Directions: Would you return every line of the listing below that has "faux" in it?

Exercise data:
************
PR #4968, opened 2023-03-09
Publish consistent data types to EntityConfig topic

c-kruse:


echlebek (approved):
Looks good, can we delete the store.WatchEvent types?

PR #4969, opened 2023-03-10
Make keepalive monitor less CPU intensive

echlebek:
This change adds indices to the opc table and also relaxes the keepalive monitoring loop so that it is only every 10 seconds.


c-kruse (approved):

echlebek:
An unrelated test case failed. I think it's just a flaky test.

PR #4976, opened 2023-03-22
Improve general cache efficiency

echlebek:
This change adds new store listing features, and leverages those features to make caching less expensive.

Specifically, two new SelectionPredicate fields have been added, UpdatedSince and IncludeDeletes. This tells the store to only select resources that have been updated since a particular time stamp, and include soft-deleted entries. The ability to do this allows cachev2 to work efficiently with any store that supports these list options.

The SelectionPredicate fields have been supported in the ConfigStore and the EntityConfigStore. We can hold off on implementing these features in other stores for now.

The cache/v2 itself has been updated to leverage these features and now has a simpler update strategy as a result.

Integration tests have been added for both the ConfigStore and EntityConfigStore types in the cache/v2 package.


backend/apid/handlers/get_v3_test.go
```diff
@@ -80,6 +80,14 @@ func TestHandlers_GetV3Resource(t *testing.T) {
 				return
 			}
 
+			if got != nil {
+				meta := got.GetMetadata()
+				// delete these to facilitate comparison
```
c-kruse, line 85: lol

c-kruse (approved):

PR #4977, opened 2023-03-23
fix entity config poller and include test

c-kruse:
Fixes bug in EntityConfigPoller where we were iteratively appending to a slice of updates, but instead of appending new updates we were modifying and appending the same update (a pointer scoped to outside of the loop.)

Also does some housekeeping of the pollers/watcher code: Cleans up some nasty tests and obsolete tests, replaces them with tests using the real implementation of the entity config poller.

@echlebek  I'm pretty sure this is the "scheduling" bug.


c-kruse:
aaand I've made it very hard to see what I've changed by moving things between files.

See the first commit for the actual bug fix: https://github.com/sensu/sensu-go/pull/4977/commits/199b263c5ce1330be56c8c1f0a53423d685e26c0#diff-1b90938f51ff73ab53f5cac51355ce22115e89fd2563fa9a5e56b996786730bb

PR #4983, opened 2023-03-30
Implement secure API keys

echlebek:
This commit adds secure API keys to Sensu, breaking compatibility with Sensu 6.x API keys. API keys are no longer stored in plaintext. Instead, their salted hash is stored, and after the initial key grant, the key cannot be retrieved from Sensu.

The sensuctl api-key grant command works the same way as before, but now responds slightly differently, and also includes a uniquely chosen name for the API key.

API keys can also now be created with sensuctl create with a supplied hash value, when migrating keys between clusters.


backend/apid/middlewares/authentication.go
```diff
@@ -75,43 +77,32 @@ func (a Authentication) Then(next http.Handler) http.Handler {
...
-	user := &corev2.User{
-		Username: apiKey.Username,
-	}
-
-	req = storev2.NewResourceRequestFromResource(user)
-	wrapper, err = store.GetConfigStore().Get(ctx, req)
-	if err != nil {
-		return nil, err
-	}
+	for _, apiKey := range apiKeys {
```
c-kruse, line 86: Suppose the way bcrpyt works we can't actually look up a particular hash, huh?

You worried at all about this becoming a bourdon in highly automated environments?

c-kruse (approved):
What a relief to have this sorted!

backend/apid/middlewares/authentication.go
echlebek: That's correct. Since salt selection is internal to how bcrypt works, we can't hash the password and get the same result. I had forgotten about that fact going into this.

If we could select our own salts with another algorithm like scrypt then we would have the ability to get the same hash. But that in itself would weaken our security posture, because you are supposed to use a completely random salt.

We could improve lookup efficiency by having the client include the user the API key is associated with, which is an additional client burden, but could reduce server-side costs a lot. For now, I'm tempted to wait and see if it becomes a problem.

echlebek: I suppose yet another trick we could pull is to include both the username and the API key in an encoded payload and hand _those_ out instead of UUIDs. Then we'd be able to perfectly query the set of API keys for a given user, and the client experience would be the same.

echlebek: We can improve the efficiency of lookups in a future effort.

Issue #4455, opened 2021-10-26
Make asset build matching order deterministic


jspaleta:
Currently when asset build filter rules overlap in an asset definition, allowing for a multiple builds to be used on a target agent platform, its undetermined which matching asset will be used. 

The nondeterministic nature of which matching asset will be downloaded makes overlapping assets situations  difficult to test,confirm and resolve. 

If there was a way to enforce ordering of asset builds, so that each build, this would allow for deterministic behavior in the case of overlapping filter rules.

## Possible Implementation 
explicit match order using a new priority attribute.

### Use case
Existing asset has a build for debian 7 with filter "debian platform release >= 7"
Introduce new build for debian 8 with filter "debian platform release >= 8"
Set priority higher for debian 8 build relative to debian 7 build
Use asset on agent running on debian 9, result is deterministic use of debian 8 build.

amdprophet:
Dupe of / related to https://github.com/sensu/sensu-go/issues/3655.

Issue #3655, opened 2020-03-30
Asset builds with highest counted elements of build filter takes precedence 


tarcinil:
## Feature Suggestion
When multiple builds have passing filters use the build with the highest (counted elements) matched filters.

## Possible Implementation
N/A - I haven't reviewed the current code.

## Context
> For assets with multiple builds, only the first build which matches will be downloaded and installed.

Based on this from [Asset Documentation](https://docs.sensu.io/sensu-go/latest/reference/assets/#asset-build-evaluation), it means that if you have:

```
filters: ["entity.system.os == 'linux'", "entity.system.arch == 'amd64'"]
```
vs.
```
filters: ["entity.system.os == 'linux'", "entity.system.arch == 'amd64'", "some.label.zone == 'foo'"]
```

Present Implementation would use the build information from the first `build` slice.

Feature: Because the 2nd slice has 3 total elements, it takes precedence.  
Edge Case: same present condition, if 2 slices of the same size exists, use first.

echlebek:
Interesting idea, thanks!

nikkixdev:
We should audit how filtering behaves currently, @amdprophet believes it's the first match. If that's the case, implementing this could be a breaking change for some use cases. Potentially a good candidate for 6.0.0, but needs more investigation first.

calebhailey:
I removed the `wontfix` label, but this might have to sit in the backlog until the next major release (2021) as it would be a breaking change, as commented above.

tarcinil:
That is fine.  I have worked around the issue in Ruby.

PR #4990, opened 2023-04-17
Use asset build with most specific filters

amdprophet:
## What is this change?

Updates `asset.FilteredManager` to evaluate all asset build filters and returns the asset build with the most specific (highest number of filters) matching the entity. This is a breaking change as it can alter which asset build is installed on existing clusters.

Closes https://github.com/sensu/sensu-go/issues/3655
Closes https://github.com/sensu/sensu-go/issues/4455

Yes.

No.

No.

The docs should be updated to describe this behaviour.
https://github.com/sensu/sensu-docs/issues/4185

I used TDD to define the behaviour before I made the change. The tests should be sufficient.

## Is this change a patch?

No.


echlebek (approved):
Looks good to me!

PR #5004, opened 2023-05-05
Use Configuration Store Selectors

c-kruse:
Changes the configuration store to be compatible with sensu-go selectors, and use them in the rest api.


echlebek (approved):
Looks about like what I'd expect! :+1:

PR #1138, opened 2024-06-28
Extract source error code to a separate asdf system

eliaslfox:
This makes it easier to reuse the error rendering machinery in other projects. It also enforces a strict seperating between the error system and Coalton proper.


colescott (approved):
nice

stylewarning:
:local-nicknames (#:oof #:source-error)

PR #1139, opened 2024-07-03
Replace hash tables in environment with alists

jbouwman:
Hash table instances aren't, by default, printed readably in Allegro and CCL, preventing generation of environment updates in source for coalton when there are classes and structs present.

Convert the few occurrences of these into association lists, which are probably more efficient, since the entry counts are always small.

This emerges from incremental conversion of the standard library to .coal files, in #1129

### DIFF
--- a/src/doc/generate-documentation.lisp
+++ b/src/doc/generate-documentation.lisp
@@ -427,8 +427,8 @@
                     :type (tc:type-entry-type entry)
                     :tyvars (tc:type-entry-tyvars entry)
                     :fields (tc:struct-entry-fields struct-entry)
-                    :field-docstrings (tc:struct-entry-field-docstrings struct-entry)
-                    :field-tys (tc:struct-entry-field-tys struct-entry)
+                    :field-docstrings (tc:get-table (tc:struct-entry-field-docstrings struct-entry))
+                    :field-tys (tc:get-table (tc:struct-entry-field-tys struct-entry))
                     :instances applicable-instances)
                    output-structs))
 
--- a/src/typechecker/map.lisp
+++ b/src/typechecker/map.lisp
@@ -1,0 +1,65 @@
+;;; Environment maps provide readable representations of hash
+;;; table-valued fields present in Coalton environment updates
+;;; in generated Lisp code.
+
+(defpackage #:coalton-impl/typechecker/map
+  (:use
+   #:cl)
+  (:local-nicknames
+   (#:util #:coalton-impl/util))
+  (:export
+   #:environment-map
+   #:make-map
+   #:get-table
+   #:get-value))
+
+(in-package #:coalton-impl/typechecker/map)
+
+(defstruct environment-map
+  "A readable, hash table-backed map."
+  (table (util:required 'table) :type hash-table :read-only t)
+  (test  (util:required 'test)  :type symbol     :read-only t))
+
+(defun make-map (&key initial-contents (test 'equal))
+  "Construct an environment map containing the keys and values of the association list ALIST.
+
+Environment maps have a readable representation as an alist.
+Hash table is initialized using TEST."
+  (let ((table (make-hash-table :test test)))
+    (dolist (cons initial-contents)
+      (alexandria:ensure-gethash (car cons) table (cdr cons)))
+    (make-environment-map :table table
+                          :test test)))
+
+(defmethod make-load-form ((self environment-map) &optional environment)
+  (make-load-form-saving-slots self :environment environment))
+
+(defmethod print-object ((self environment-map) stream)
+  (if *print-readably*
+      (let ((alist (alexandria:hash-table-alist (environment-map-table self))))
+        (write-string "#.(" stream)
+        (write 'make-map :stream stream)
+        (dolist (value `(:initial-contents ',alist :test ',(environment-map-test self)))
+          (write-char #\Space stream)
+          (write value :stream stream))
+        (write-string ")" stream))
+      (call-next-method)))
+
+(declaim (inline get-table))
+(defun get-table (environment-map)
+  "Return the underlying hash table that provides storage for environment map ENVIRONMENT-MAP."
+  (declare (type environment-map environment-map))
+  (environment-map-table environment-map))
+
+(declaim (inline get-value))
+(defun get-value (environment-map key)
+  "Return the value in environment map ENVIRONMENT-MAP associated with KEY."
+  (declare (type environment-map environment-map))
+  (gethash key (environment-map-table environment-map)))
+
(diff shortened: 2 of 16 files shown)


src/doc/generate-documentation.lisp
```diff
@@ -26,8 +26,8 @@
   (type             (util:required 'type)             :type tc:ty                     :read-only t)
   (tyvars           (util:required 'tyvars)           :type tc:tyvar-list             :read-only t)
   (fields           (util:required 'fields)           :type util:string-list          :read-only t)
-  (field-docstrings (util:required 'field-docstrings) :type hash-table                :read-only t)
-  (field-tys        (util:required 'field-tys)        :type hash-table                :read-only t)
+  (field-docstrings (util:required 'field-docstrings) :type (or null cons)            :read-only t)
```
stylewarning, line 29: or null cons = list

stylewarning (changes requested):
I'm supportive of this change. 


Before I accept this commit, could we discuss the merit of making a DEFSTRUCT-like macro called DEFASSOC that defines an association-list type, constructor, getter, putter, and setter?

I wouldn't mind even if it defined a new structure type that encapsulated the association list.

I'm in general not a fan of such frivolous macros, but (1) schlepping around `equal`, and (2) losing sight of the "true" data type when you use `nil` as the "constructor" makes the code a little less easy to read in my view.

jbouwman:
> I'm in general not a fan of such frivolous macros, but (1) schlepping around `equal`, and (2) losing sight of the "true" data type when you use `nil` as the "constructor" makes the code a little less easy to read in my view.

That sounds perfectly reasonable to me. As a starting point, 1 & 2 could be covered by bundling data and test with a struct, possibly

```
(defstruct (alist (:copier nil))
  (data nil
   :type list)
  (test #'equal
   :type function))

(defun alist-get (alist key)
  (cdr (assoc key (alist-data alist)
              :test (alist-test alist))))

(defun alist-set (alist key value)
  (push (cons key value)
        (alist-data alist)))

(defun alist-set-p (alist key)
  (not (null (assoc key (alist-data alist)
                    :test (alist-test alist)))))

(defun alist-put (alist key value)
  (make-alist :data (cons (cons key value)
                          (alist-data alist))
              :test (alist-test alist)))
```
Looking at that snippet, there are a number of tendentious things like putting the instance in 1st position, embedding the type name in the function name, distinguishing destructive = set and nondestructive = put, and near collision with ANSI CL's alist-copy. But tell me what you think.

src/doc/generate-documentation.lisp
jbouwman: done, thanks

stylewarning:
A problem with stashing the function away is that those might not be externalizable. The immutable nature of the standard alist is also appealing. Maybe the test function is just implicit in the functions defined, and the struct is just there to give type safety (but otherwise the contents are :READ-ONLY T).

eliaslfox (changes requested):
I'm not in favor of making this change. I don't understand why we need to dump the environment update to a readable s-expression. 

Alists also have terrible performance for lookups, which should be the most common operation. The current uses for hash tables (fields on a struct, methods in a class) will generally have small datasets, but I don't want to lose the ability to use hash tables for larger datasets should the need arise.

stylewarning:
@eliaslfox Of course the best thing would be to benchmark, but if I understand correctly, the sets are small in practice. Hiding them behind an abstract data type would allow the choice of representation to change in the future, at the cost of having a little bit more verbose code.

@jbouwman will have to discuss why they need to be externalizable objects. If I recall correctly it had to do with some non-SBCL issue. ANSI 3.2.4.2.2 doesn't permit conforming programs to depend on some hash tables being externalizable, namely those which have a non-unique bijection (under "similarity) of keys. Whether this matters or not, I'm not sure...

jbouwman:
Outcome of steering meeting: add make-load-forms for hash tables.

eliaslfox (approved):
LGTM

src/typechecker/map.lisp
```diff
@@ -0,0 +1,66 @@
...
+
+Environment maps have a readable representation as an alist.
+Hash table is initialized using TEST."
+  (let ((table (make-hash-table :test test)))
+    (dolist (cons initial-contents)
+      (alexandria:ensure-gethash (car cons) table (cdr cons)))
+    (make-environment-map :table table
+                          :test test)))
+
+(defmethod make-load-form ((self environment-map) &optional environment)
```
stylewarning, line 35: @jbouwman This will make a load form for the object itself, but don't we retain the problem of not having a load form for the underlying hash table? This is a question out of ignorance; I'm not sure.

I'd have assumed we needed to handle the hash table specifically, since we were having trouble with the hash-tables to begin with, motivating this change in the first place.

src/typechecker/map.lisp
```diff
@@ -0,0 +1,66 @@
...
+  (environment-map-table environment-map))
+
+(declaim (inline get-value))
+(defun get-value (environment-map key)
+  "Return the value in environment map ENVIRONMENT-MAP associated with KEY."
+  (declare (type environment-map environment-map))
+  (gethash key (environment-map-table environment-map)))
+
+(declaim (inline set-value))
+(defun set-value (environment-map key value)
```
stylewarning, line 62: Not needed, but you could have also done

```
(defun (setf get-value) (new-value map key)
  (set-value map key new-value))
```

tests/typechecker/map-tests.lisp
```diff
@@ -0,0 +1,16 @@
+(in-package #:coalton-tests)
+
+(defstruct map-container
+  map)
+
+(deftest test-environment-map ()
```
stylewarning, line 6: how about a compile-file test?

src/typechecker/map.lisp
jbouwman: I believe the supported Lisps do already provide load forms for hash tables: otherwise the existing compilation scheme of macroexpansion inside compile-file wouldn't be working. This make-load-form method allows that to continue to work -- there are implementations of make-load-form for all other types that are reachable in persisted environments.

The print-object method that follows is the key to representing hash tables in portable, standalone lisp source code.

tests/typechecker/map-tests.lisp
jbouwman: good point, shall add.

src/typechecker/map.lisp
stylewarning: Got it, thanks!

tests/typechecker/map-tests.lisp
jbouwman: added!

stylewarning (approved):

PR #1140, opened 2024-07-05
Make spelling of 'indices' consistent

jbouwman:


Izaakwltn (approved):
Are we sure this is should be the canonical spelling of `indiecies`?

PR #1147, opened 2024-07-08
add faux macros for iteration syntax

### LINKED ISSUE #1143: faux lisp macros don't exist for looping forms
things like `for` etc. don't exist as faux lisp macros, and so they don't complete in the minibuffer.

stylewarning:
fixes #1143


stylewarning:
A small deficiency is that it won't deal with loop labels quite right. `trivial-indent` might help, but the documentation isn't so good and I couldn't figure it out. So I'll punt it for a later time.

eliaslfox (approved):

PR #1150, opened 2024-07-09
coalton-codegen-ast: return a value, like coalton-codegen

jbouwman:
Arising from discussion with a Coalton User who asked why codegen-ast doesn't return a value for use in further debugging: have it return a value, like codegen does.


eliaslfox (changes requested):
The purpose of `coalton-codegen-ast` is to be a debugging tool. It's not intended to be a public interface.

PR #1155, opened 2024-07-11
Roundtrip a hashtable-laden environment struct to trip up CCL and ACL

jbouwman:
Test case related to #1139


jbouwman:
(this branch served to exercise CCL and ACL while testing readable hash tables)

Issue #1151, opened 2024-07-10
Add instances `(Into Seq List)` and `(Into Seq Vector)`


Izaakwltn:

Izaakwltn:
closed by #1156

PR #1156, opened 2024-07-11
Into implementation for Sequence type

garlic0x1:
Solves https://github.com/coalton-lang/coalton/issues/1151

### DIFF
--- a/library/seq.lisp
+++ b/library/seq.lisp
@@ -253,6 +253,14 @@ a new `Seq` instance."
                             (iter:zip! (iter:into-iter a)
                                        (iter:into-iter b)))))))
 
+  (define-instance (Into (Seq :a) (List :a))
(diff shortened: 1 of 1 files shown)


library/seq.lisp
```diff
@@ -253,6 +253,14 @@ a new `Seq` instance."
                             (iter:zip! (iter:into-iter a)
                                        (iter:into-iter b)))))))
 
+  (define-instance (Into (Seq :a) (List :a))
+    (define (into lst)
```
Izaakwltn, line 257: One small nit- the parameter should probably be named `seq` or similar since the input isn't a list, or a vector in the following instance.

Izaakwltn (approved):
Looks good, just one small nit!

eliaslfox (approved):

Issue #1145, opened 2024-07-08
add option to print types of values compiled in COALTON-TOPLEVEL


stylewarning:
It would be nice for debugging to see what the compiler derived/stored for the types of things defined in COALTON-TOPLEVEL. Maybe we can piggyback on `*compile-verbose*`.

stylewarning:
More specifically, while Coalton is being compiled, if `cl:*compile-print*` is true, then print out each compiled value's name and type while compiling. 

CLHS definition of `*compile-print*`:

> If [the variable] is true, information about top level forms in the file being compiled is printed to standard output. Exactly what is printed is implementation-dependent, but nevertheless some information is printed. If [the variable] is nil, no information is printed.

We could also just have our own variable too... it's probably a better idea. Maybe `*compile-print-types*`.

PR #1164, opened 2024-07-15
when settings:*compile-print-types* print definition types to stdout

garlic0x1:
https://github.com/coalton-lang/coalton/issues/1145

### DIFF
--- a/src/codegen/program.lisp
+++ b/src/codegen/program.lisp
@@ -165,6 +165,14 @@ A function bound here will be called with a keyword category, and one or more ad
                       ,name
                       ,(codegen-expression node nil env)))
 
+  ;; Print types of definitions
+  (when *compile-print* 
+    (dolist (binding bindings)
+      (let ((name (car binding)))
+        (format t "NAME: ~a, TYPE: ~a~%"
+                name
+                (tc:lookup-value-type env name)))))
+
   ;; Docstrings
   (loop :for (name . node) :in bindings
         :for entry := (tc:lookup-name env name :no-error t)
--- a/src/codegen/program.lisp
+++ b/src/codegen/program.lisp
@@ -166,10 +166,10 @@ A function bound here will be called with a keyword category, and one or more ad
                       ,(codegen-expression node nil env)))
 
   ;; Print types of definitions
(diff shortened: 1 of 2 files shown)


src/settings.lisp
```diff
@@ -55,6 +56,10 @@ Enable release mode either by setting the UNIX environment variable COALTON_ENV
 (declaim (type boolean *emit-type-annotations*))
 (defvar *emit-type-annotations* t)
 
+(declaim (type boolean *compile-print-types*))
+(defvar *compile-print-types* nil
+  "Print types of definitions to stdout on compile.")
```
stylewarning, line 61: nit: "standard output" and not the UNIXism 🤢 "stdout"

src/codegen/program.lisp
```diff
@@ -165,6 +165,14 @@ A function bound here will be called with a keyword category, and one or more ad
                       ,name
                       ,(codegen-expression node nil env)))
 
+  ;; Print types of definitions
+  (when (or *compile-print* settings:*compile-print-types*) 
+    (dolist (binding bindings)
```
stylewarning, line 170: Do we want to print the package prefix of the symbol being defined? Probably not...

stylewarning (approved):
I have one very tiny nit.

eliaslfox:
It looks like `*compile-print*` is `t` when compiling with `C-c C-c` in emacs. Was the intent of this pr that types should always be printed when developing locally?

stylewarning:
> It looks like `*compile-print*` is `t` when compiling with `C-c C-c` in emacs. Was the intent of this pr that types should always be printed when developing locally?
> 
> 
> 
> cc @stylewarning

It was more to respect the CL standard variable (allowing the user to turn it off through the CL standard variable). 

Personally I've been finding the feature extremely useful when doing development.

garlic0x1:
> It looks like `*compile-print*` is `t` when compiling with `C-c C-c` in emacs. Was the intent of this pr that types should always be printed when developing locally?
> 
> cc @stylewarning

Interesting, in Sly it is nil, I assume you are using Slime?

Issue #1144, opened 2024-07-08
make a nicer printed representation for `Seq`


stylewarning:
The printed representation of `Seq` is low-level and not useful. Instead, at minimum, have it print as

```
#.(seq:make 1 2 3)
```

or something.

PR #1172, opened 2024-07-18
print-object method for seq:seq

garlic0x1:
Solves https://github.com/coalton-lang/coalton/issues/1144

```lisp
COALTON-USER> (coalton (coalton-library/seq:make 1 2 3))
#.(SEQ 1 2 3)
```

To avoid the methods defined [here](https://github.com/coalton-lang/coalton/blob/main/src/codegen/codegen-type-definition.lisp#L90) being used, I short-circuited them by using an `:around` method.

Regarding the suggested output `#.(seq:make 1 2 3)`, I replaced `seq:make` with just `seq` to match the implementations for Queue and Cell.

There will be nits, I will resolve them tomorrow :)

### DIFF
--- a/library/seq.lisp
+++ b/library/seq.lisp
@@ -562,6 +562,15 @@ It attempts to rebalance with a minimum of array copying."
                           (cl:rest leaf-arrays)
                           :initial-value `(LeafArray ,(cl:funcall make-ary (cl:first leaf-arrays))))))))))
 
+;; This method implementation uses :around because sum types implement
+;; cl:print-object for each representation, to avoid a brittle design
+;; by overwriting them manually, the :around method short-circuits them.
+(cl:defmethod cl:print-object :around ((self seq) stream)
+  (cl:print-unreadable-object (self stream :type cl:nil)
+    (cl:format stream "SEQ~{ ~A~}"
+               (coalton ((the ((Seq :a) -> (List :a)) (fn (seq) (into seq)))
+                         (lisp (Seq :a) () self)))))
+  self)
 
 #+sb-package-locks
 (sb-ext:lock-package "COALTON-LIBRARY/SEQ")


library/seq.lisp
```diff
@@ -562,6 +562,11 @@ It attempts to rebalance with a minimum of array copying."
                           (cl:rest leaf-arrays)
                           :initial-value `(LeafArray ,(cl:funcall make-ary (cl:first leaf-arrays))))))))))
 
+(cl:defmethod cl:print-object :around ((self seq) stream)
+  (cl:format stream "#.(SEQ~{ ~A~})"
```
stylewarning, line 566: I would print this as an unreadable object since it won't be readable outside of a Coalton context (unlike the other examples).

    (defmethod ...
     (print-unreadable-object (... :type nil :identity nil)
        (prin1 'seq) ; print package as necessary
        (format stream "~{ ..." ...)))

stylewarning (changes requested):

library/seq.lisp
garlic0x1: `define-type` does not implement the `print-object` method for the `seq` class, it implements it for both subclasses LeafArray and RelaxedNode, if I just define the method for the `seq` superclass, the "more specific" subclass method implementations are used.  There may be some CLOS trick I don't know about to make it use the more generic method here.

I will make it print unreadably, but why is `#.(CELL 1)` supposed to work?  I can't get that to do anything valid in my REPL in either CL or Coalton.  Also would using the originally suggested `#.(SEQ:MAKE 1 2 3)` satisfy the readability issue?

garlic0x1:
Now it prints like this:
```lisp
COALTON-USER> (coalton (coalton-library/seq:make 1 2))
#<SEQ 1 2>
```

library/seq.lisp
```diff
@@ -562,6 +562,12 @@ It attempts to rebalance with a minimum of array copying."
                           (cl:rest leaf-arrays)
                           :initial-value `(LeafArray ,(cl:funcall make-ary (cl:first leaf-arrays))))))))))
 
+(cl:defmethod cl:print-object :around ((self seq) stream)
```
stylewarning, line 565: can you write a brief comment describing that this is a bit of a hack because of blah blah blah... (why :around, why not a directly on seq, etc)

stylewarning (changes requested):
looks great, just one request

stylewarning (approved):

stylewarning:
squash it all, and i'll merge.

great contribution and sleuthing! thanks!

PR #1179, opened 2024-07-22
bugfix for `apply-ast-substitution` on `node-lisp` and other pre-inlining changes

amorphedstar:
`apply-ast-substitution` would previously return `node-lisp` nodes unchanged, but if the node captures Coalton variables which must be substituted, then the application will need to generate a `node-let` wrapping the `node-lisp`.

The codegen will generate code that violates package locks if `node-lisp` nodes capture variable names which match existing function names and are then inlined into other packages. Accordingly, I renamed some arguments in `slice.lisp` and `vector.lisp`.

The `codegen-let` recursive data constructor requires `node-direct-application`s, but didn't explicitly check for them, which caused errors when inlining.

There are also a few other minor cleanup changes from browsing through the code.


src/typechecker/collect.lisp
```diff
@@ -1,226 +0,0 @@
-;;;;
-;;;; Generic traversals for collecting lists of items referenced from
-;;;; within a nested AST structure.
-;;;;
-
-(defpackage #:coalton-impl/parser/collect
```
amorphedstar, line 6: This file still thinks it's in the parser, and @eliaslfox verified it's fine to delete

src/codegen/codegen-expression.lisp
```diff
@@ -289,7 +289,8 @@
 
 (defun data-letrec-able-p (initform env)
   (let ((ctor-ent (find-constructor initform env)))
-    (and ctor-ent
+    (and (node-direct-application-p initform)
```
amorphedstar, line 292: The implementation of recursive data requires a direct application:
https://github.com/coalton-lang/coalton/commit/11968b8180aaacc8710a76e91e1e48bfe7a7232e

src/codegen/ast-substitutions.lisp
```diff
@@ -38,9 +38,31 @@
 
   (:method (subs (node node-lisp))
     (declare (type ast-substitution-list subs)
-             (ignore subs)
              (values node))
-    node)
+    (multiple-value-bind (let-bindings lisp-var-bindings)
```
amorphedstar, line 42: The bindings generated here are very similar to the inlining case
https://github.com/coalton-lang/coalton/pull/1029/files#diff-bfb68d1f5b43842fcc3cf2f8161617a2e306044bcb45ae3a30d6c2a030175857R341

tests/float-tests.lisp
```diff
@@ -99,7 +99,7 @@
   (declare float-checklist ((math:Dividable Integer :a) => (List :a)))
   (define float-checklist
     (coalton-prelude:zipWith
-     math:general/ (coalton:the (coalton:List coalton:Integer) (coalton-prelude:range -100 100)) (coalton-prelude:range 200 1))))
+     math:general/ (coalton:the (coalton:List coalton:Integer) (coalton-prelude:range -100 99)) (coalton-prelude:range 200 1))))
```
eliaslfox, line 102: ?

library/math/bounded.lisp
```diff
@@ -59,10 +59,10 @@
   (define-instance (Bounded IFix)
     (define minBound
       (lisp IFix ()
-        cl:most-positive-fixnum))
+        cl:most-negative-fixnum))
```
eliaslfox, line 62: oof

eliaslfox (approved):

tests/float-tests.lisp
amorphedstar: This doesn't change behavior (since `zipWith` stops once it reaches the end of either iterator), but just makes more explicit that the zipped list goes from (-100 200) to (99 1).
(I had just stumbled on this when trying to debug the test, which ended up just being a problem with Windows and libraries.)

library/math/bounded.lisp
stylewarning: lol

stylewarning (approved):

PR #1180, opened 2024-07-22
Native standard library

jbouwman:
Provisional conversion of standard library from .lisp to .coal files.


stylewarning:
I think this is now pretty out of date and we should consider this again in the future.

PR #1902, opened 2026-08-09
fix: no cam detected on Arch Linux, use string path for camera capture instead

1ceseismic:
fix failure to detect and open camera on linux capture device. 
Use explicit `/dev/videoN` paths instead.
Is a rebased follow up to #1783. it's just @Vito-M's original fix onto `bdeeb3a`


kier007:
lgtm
************
Exercise response:
add faux macros for iteration syntax
### LINKED ISSUE #1143: faux lisp macros don't exist for looping forms
things like `for` etc. don't exist as faux lisp macros, and so they don't complete in the minibuffer.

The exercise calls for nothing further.